PR #17442, opened 2026-07-21
[Suzuki DE] Fix spider

karen-kerr:
The dealer-search endpoint is behind CloudFront, which rejects the POST request the spider sent (403 error page, no dealers returned). Send the search as a GET with the parameters in the query string, which returns the dealer JSON. Add type hints.

### DIFF
--- a/locations/spiders/suzuki_de.py
+++ b/locations/spiders/suzuki_de.py
@@ -1,7 +1,8 @@
-from typing import AsyncIterator
+from typing import Any, AsyncIterator
+from urllib.parse import urlencode
 
 from scrapy import Spider
-from scrapy.http import FormRequest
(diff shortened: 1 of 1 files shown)


karen-kerr:
**Re: the dupe-filter warning** — expected, not a regression. The dealer-search API only returns the **20 nearest dealers to a point**: `radius` is ignored, `count` is capped at 20, and there's no pagination (`start`/`offset`/`page` all return the same 20). Full coverage therefore needs a per-city seed with downstream dedup, and since metros hold >20 dealers, overlapping queries are unavoidable. Trimming seeds to cut duplicates just loses dealers (237 seeds → 497 dealers; 102 → 455; 62 → 407), so the seeding is left as-is to keep all ~497.

PR #17448, opened 2026-07-21
[U.S. Bank] Fix spider

karen-kerr:
The location sitemap's URLs moved to a locations-*.us.bank-dns.com host that no longer resolves, and allowed_domains dropped every one, so the spider produced nothing. The store pages still serve on www.usbank.com, so rewrite the sitemap host back to it via sitemap_filter. Also return the OpeningHours object directly instead of pre-stringifying it.

### DIFF
--- a/locations/spiders/us_bank.py
+++ b/locations/spiders/us_bank.py
@@ -1,4 +1,5 @@
 import json
+from urllib.parse import urlsplit, urlunsplit
 
 from scrapy.spiders import SitemapSpider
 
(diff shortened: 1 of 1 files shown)


karen-kerr:
On the scraper-bot image-uniqueness warning: the branch-images turn out to be a small set of generic stock photos (bank with car park, drive-thru, interior with ATM) keyed to branch ids via unique URLs — not photos of the specific branch — so I've dropped the image field.

PR #17465, opened 2026-07-22
[One NZ] Fix spider

karen-kerr:
One store has no latlng key, so the unconditional feature["latlng"]["latitude"] raised KeyError and aborted the whole crawl (only 19 of 57 stores reached output). Guard the coordinate access with .get() so that store still yields with its address.


karen-kerr:
Two data notes:
- **Phone dropped for all stores** — nearly all list only the shared national `0800` number, which isn't per-store useful; rather than hardcode-filtering that one number, the field is dropped entirely.
- **The one store without coordinates (Westfield Albany) is a real store** — the source has no lat/lon for it, so it's kept with just its address.

PR #17487, opened 2026-07-22
[Volksbank AT] Fix spider

karen-kerr:
The finder endpoint sits under a robots-disallowed path and redirects to a subdomain whose robots.txt disallows everything, so the spider was blocked before its first request (0 items). Disable ROBOTSTXT_OBEY. Also drop the email, which is a per-region shared address rather than per-branch, and move the per-store branch name into branch so NSI fills the brand name.


karen-kerr:
Removed 14 items that produced invalid geometry: they have empty coordinates in the source because they're back-office / non-branch entities — business-customer teams, real-estate & leasing subsidiaries, the training academy, private banking, and self-service ATM lobbies — not retail branches. Skipping stores without coordinates leaves 163 branches, all with valid coordinates.

PR #17513, opened 2026-07-23
Add category to several spiders

ckpiper:
After the refactoring of apply_nsi_categories these spiders no longer match with NSI. Thus, I am adding categories to them. Some of them still do not match with NSI as NSI has none country sized locations. Like New York Public Library for example. But I thought they should still have a category.


locations/spiders/davita_us.py
```diff
@@ -31,4 +32,7 @@ def parse(self, response: Response, **kwargs: Any) -> Any:
             ] = f'https://davita.com/locations/{item["state"]}/{item["city"]}/{location["address1"]}--{location["facilityid"]}'.lower().replace(
                 " ", "-"
             )
+            apply_category(Categories.CLINIC, item)
+            apply_category(Categories.DIALYSIS, item)
```
davidhicks: I think only one of `Categories.CLINIC` or `Categories.DIALYSIS` should apply here?

davidhicks (changes requested):

locations/spiders/davita_us.py
ckpiper: I was curious about that. As NSI has both Dialysis and Clinic for a tag. But left as just clinic with the specialty.

davidhicks: Actually good catch here, this will be of interest to @Cj-Malone (NSI maintainer too) as he recently implemented the `TagDuplicator` pipeline in ATP which adds duplicate `healthcare` tags only at a late stage of output from ATP. The general intent I believe is for ATP to internally use a single top level tag for each type of feature.

In this case we have NSI tagging features with both `amenity=clinic` AND `healthcare=dialysis`. There is no use of `amenity=dialysis` in OSM. The question I have is whether ATP should internally stick with `amenity=clinic` or use the more specific `healthcare=dialysis` instead? It'd be worth us testing to make sure whatever is chosen, this spider correctly looks up and matches NSI on a single top level tag (despite NSI using top level tags for this brand).

ckpiper: I tested and whether you have the DIALYSIS or CLINIC it chooses the correct NSI Entry.

Cj-Malone: I do have things to say here, but I've been procrastinating.

Cj-Malone: I think NSI is wrong. I will raise it there, but I know there will be some turmoil. Dialysis isn't rendered by Carto (the default map on OSM.org) so sneakily double tagging is NSI caused a bunch of OSM to be rendered (incorrectly but still rendered). Removing those tags in NSI will end up with OSM data being inconsistent (it already is) and more confusion in the rendering.

Cj-Malone: Assuming Colton is correct and we currently match, I would merge this. But I would expect this to got moved to dialysis at some point in the future.

ckpiper: Okay. So should I change it to Dialysis? If not can someone give it a greenlight so I can merge?

Cj-Malone (approved):

KarenKerr-TomTom (approved):

iandees:
It looks like all the changes from this PR ended up in #17632.

PR #17518, opened 2026-07-24
[PacSun US] Fix spider

karen-kerr:
- The Demandware `Stores-FindStores` response was restructured: the `stores` array is now skeletal, with details moved into a rendered HTML fragment and coordinates into a separate `locations` JSON string, so the spider crashed with a KeyError and returned zero features.
- Merge the `locations` entries with each store's card in `storesResultsHtml`, and use a generic `Mozilla/5.0` user agent, which the store search endpoint serves without the PerimeterX challenge, removing the need for a proxy.

### DIFF
--- a/locations/spiders/pacsun_us.py
+++ b/locations/spiders/pacsun_us.py
@@ -1,40 +1,49 @@
-import re
-from typing import Iterable
+import json
+from typing import Any, Iterable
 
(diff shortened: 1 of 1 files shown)


karen-kerr:
Missing geometry is valid poi with full address and phone number.

PR #17525, opened 2026-07-24
[Lombard AU] Add spider for party goods stores (13 stores)

davidhicks:


Cj-Malone:
(how much effort is 13 stores worth)

iandees:
🤖 In `locations/spiders/lombard_au.py`, the `else` branch that processes regular store rows (building up `properties` with branch name, address, phone, and opening hours) never ends with a `yield Feature(**properties)` — so even once the site's 403 is resolved, no items would be produced for the non-header rows. Needs a final `yield Feature(**properties)` at the end of that branch.

Separately, the site currently returns HTTP 403 for `/site/pages/party-shop-finder` in CI, which may need `requires_proxy` or investigation independent of the code fix.

Note "Allow edits from maintainers" is off on this PR so I can't push the fix directly.

iandees:
Heads up: this PR's content already landed in `master` — it appears to have been accidentally included in an unrelated merge commit (`b22fb23d2`, "[5 Şarj TR] Add spider #17426"), rather than through this PR. `locations/spiders/lombard_au.py` is currently live in master with identical content to this branch.

Separately: confirmed the spider itself doesn't currently work — `www.lombard.com.au` returns a Cloudflare Turnstile challenge (403, `cf-mitigated: challenge`) on the store-finder page, and CI on this PR shows 0 items / "No output" for the same reason. Tried rewriting as a CamoufoxSpider with Turnstile click-solving; it couldn't find a solvable checkbox after several retries either, which looks like an IP-reputation block rather than a JS-only challenge.

Given the code's already in master (dead-on-arrival), this PR may be worth closing as superseded — but leaving that call to you since it's your PR.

- _YOUR INSTRUCTIONS_
Starting at the line with "After the refactoring" and ending at the line with "davidhicks: Actually good", print each line of the listing above exactly, with no other lines.

- _ANSWER SECTION_
After the refactoring of apply_nsi_categories these spiders no longer match with NSI. Thus, I am adding categories to them. Some of them still do not match with NSI as NSI has none country sized locations. Like New York Public Library for example. But I thought they should still have a category.


locations/spiders/davita_us.py
```diff
@@ -31,4 +32,7 @@ def parse(self, response: Response, **kwargs: Any) -> Any:
             ] = f'https://davita.com/locations/{item["state"]}/{item["city"]}/{location["address1"]}--{location["facilityid"]}'.lower().replace(
                 " ", "-"
             )
+            apply_category(Categories.CLINIC, item)
+            apply_category(Categories.DIALYSIS, item)
```
davidhicks: I think only one of `Categories.CLINIC` or `Categories.DIALYSIS` should apply here?

davidhicks (changes requested):

locations/spiders/davita_us.py
ckpiper: I was curious about that. As NSI has both Dialysis and Clinic for a tag. But left as just clinic with the specialty.

davidhicks: Actually good catch here, this will be of interest to @Cj-Malone (NSI maintainer too) as he recently implemented the `TagDuplicator` pipeline in ATP which adds duplicate `healthcare` tags only at a late stage of output from ATP. The general intent I believe is for ATP to internally use a single top level tag for each type of feature.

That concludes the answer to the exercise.